# Mag-MC-30 controller



## hightwo (May 3, 2018)

Hello, am new to this site, I need help wiring a MC-30 controller from a treadmill. I know very little about electric wiring, it has two wires from the motor black and white, two black wires from the transformer 3 from the 110 cord. Am planning to make a belt sander form my knife work. Have attached pictures so maybe someone can make sense out of it. 

       Thanks Louie


----------



## Eddyde (May 3, 2018)

Hi Louie,
I assume you are asking where to hook up the wires? I cannot tell from the pictures, It would help to have a closeup of the terminals on the board. in the meantime, I'll see if I can find a schematic.


----------



## Eddyde (May 3, 2018)

Also a closeup of the motor info, I can't read all of it from the current photo.


----------



## markba633csi (May 3, 2018)

It looks similar to the KB brand controllers- there should be 2 terminals for ac in and two for the motor, plus the wires for the speed control pot
The transformer is actually a choke; it goes in series with the line or the motor, but you may not need it.  Let's see an extreme closeup of the board
Mark


----------



## hightwo (May 3, 2018)

Here they are, the motor label is chrome and doesn't show up good but here is some info 1.25 HP 90 VDC, permeant magnet DC  motor, rotation CW enclose-open, external fan


----------



## Eddyde (May 3, 2018)

I found these for the MC60 couldn't find any specifically for the MC30, but they may be similar.


----------



## markba633csi (May 3, 2018)

Louie: A+ and A- go to the motor, ac 1 and 2 are the power in.  The choke is probably from a PWM unit and not needed on yours.
Green from the power cord goes to the motor case (ground) and the frame of the controller
Mark
ps I believe the MC60 is a different animal than the MC30 (PWM vs SCR)
pss you can reverse the motor direction by swapping the two motor leads if needed, power it down first


----------



## Eddyde (May 3, 2018)

Judging from the schematic and the pictures, hook the AC line to AC1 & AC 2 hook the motor to A+ & A- Still cannot read all the info off the motor but it should tell you which lead is + positive and - negative, hook them accordingly to the board.


----------



## Eddyde (May 3, 2018)

Also, be very carful working with DC it's more lethal than AC energize your test setup from a safe distance and be sure the motor is secure, they can jump off the bench when started at full speed...


----------



## markba633csi (May 3, 2018)

I think AC is supposedly more lethal hence the "war of the currents" betw. Edison and Westinghouse
M
they used AC in the electric chair


----------



## Eddyde (May 3, 2018)

Perhaps you are right, but I have heard AC tends to throw you off contact (a scenario I have experienced too many times) and DC makes you stick to the circuit, hence more likely to fry your innards...


----------



## Lordbeezer (May 3, 2018)

Good thing about mc 30 .its adjustable


----------



## machinejack (May 4, 2018)

Put one hand in your pocket when you work with an open board.
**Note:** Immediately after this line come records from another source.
PR #7, opened 2021-09-06
Initial rollup node spec

lightclient:
Adds an initial spec for the rollup node.

### DIFF
--- a/components/rollup_node.md
+++ b/components/rollup_node.md
@@ -1,1 +1,81 @@
 # Rollup Node
+
+The consensus module of Optimisc Ethereum.
+
+## Summary
+
+The Rollup Node is a consenus client that determines the latest state of the
+rollup. It reads state from the canon chain (L1) to compute the rollup state.
+
+## Components
+
+#### Feed Oracle
+
+The Feed Oracle is an adapter that monitors the canon chain for new events in
+the rollup contract. The rollup contract provides the *canonical* order for the
+rollup chain.
+
+The Feed Oracle can index the batch submissions and deposits locally into the
+database. The batch submissions should be converted into equivalent rollup
+blocks.
+
+#### Consensus
+
+Additional checks should be imposed on the execution engine. Roughly:
+
+```python
+def on_block(db, block):
+    ctx = None
+    for tx in block.transactions:
+        # verify context tx updates canon light client with correct data
+        if tx.is_ctx():
+            assert db.is_valid_ctx(tx)
+            ctx = tx
+
+        # verify deposits are valid in the canon chain and in the context of the ctx tx
+        if tx.is_deposit():
+            assert db.is_valid_deposit(ctx, tx)
+
+    # run the block in the executin engine, if it's valid it's the new head of the
+    # rollup chain
+    assert verify_block_in_execution_engine(block)
+```
+
+#### Execution Engine
+
+The execution engine implements the [execution specification][execution-spec].
+There already many teams who plan to transition their legacy clients into
+execution engines. The rollup client will communicate to the engine via a
+bidirectional JSON-RPC interface ([WIP][execution-engine-rpc]).
+
+One of the main goal of the rollup client is to use the exeuction engine
+without modification.
+
+### Miner
+
+The miner assembles the block via the Execution Engine. It injects context
+transactions that update the light client to the canon chain and it inject new
+depsit transactions. It submits the transaction batch to and waits until the
+transaction is mined (potentially bumping fee price if needed). 
+
+#### Database
+
+The database persists the rollup chain and indexed data from the canon chain.
+Pruning of canon chain data can be aggressive since indexed data is only relavent
+to consensus during the force-inclusion period of deposits.
+
+#### Networking
+
+The Rollup Node should provide proxied access to the Execution Engine's
+networking stack. This allows for two main things:
+
+* Context updates and deposits are injected into the execution engine via
+  transactions. This means that it's possible for the Execution Engine to
+  recieve signed system updates in the public mempool. This could cause block
+  producing rollup nodes to submit bundles with invalid contexts/deposits.
+* To provide fast-confirmations, a group of rollup block producers can define a
+  "unconfirmed" blocks that haven't yet been submitted to mainnet (but will
+  likely be in the near future). 
+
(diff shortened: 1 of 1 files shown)


components/rollup_node.md
```diff
@@ -0,0 +1,81 @@
+# Rollup Node
```
karlfloersch, line 1: Is `Rollup Node` more canonical than `client`? Both terms seem good to me, I just don't have the context for the evolution of eth2 terminology so I'm curious curious

components/rollup_node.md
```diff
@@ -0,0 +1,81 @@
...
+The database persists the rollup chain and indexed data from the canon chain.
+Pruning of canon chain data can be aggressive since indexed data is only relavent
+to consensus during the force-inclusion period of deposits.
+
+#### Networking
+
+The Rollup Node should provide proxied access to the Execution Engine's
+networking stack. This allows for two main things:
+
+* Context updates and deposits are injected into the execution engine via
```
protolambda, line 72: If we end up retrofitting the deposits into transactions to use the merge API with 0 modification, then there must be a better way than wrapping the whole network stack of the execution engine. One other way could be to deny-list blocks or transactions that contain the key, unless the tx/block is allow-listed by the rollup node.

After the merge, the networking entrypoints for consensus data are split as:
- No block sync enabled, only block-inserts via rollup/beacon node through engine api (insert block).
- State sync only to trusted point, as informed by rollup/beacon node through engine api (finalized info)
- Transaction pool with p2p propagation stays

The first two are easy to check within the rollup node: parse block, check unauthorized deposit transactions (check the sender addresses), and use the "finalized" (= undisputed for a week) block hash as target for the sync (after which block-insertions complete sync to the head).

The transaction pool seems to be the only concern when doing this hack to get deposits into the unmodified engine. If a single address could be blacklisted from the tx pool via configuration, except for insertion by the API, then we are safe from spam & the rollup node can do the rest.

components/rollup_node.md
```diff
@@ -0,0 +1,81 @@
...
+The consensus module of Optimisc Ethereum.
+
+## Summary
+
+The Rollup Node is a consenus client that determines the latest state of the
+rollup. It reads state from the canon chain (L1) to compute the rollup state.
+
+## Components
+
+#### Feed Oracle
```
karlfloersch, line 12: I like `feed indexer` myself to describe this but strong opinion very weakly held.

components/rollup_node.md
protolambda: A less hacky way would be if the Merge API just exposed something in the block-insertion to ignore singatures of the block transaction(s), trusting the inserter to validate it in their way (deposits in this case, signature can just be zeroed)

karlfloersch (commented):
Oooo this is exciting!

components/rollup_node.md
lightclient: I tend to use `node` and `client`mostly  interchangeably. Maybe the distinction to me would be a node is a "thing" while a client is the actual "software"?

components/rollup_node.md
lightclient: I generally agree that there are a few ways to do this that don't require fully wrapping the execution engines networking stack. I think a denylist could be a good solution. My main concern is the continued need to add little tweaks to the execution engine's networking to get what we want. Today it's just a denylist, but I wonder if there will be additional needs in the future that can't be obtained via little tweaks.

I think I will update this remove the concept of wrapping the execution engines p2p stack.

> A less hacky way would be if the Merge API just exposed something in the block-insertion to ignore singatures of the block transaction(s), trusting the inserter to validate it in their way (deposits in this case, signature can just be zeroed)

Not sure I follow this ?

components/rollup_node.md
lightclient: Yeah, I don't love `Feed Oracle`. I think `Feed Indexer` is a more appropriate name.

components/rollup_node.md
protolambda: Without system-signed transactions, another option is to expose some trusted root in the EVM, maybe with the new `BEACON_BLOCK_ROOT` opcode. Then we can do deposits like L1->beacon deposits work (beacon chain is aware of eth1 deposit tree root), and how beacon->L1 withdrawals work (eth1 uses new opcode to retrieve previous beacon block hash).

Example setup, without any execution engine changes, aside from the standard opcode (if it's introduced for withdrawals):
- Deploy a modified DepositContract.sol from eth2 on L1. You make it only usable by other Optimism contracts. And instead of deposit messages, you can just use it to append arbitrary byte strings (with some mixin-hash or something to indicate what the message is intended for)
- Rollup node watches this L1 deposit contract, and exposes the hash via the `BEACON_BLOCK_ROOT` opcode (maybe hashing in the previous rollup block hash too, to be more similar to the real beacon block commitment properties)
- A premined contract on the rollup (effectively infinite amount of eth, and contract code in rollup genesis) can expose a method, for anyone to call with a binary merkle proof, to process a message (just like we do in the beaconchain). Since it may be the first deposit of the user, some other account can run it, to pay for gas, and get a small processing fee refunded from the deposit

See https://github.com/zilm13/mergenet-tutorial/tree/feature/withdrawal for eth2 withdrawals research work.

protolambda: Update, two possible approaches:
1. Force rollup block proposers to sign & include transaction(s) with their own (secret) key to process L1 messages. Can be part of the fraud proof of a block as a whole, and otherwise no changes in execution engine. As opposed to everyone forming and processing these transactions locally (which has the key signing problem)
2. Force rollup block proposers to include a L1 commitment in the randomness-field (`DIFFICULTY`/`RANDOMNESS` opcode is already available, as opposed to `BEACON_BLOCK_ROOT`) of the execution payload (also part of the eth1 block hash). This is exposed in the EVM, which means any lazy non-sequential L1 message processing could be implemented

lightclient: Hmm won't we want `BEACON_BLOCK_ROOT` to be usable in OE -- in the spirit of 1:1 compatibility?

karlfloersch:
This doc has a lot of good information but the PR is pretty stale! I'm going to merge and we can do a second round of revisions with another PR.

PR #11, opened 2021-09-30
Update spec to use block oracle terminology

karlfloersch:
**Description**
This PR renames `state oracle` -> `block oracle`. The reason is because it seems advantageous to finalize block hashes as opposed to state root hashes considering it is not added complexity & will allow us to prove the validity of logs.

**Additional context**
One could argue that the term 'block' is less general than state & being super generalized is beneficial. However, doesn't seem obvious to me that the benefits of generality outweigh the nice mental model that finalizing blockhashes provides. This is **especially** true considering we can use an L1 Block Oracle for fraud proofs, and then use an L2 Block Oracle for withdrawals, and each can share the same APIs. Being able to reuse code there & concepts there seems very beautiful.


karlfloersch:
@maurelian and I discussed this & decided that `block oracle` > `block hash oracle`.

@ben-chain very curious if you have opinions on this.

ben-chain:
I think that L2 Block Oracle is good.  The only confusing thing to watch out for is that we also want an L1 blockhash oracle, which is has some chances for name collisions/confusions. Overall I think I still approve of this PR.

maurelian:
> One could argue that the term 'block' is less general than state

IMO the term 'state' is excessively general, but also overloaded with possible specific meaning, as it's common to use 'state' to refer to accounts and storage. For example, a solidity dev is likely to say "`view` functions do not change state". That is wrong in the sense that they cost gas and reduce the `balance` of `tx.origin`. 

'Block' seems like a better defined term, (and happens to contain a `stateRoot` field), so Iike that.

karlfloersch:
Alright I'll merge!

PR #16, opened 2021-10-02
Add block generation python sim & writeup

karlfloersch:
**Description**
Adds a description of the simple sequencer block generation algorithm. Additionally it adds a simulation for both a really simple rollup (every first L1 tx is considered a rollup block), and a simulation for that simple sequencer algorithm.

The simulation is still very much a WIP. Improvements include:
- Operate on actual block data structures by importing pyevm.
- Change the type of blocks generated in the `generate_rollup_epoch(....)` function to generate block inputs instead of blocks. Then we can break out the actual rollup state transition function from the generation of all the block inputs.


components/block_gen.md
```diff
@@ -0,0 +1,102 @@
+# Block Generation
+
+The logic which is used to generate the rollup chain from L1.
+
+## Glossary
+
+- **Block Inputs**: All information in an Ethereum block required to generate the full block contents.
```
ben-chain, line 7:
```suggestion
- **Block Inputs**: All information required to generate a full Ethereum bock, given the pre-state and previous block. For example, does NOT include a state root for that block's input.
```

components/block_gen.md
```diff
@@ -0,0 +1,102 @@
...
+- **Rollup Blockchain**: The rollup blocks generated by performing the rollup's state transition function over all block inputs.
```
ben-chain, line 8:
```suggestion
- **Rollup Blockchain**: The rollup blocks generated by performing the rollup's state transition function over all block inputs. For example, DOES include a state root for that block's input.
```

ben-chain: could be worth just specifying this explicitly, what is NOT in block input that IS in yellow paper section `4.3. The Block`

karlfloersch:
Note that there is still code in this branch which could be useful because it starts to implement the algorithm laid out in https://github.com/ethereum-optimism/optimistic-specs/pull/29 ; however, there are bugs in the code / not enough tests which means that I think it's worth keeping this branch around but should not be considered a real PR. We need to update this and actually implement the rollup driver

PR #28, opened 2021-11-01
Update roadmap diagram

karlfloersch:
**Description**
Updated the roadmap:
- Add infrastructure stability after v0.5 regenesis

Keeps current from crossing your chest.


----------



## hightwo (May 4, 2018)

Thanks for the help, once I realized the transformer was not needed I had no problems getting it going I assume that the transformer was used for the onboard 12 volt lights on the treadmill panel.
Thanks again.


----------



## mattthemuppet2 (May 4, 2018)

it's not a transformer, it's a large choke. Should have one lead in and one out. You can wire it in series with one of the wires (doesn't matter which one) between the controller and the motor. It'll smooth the controller output and make the motor run a bit smoother. Not enough that you have to use it, but enough to make it worth including.


----------



## markba633csi (May 26, 2018)

The PWM mosfet treadmill controllers usually need the choke since the output has lots of high frequency energy like a VFD, but for the older style SCR units they are less important; they may reduce the RF interference fed back into the power line and reduce the motor buzz slightly
Mark


----------



## Silverbullet (May 26, 2018)

You may need a housing around the motor , the magnets will suck every grinding bits to it . Not sure but a filter may help. But leave holes so the fan can cool the motor. Just my thoughts on a big belt grinder .


----------



## FanMan (May 26, 2018)

markba633csi said:


> I think AC is supposedly more lethal hence the "war of the currents" betw. Edison and Westinghouse
> M
> they used AC in the electric chair



Neither is more lethal, it's all about voltage and current.  Edison may have been a genius inventor but he was a nasty businessman.  He invented the electric chair to smear Tesla and Westinghouse's much more efficient AC power distribution system by labeling AC as "death current" and using it for the electric chair, but he lost the fight in the end.


----------



## markba633csi (May 27, 2018)

Tesla worked for Edison for a short time, but they didn't get along well


----------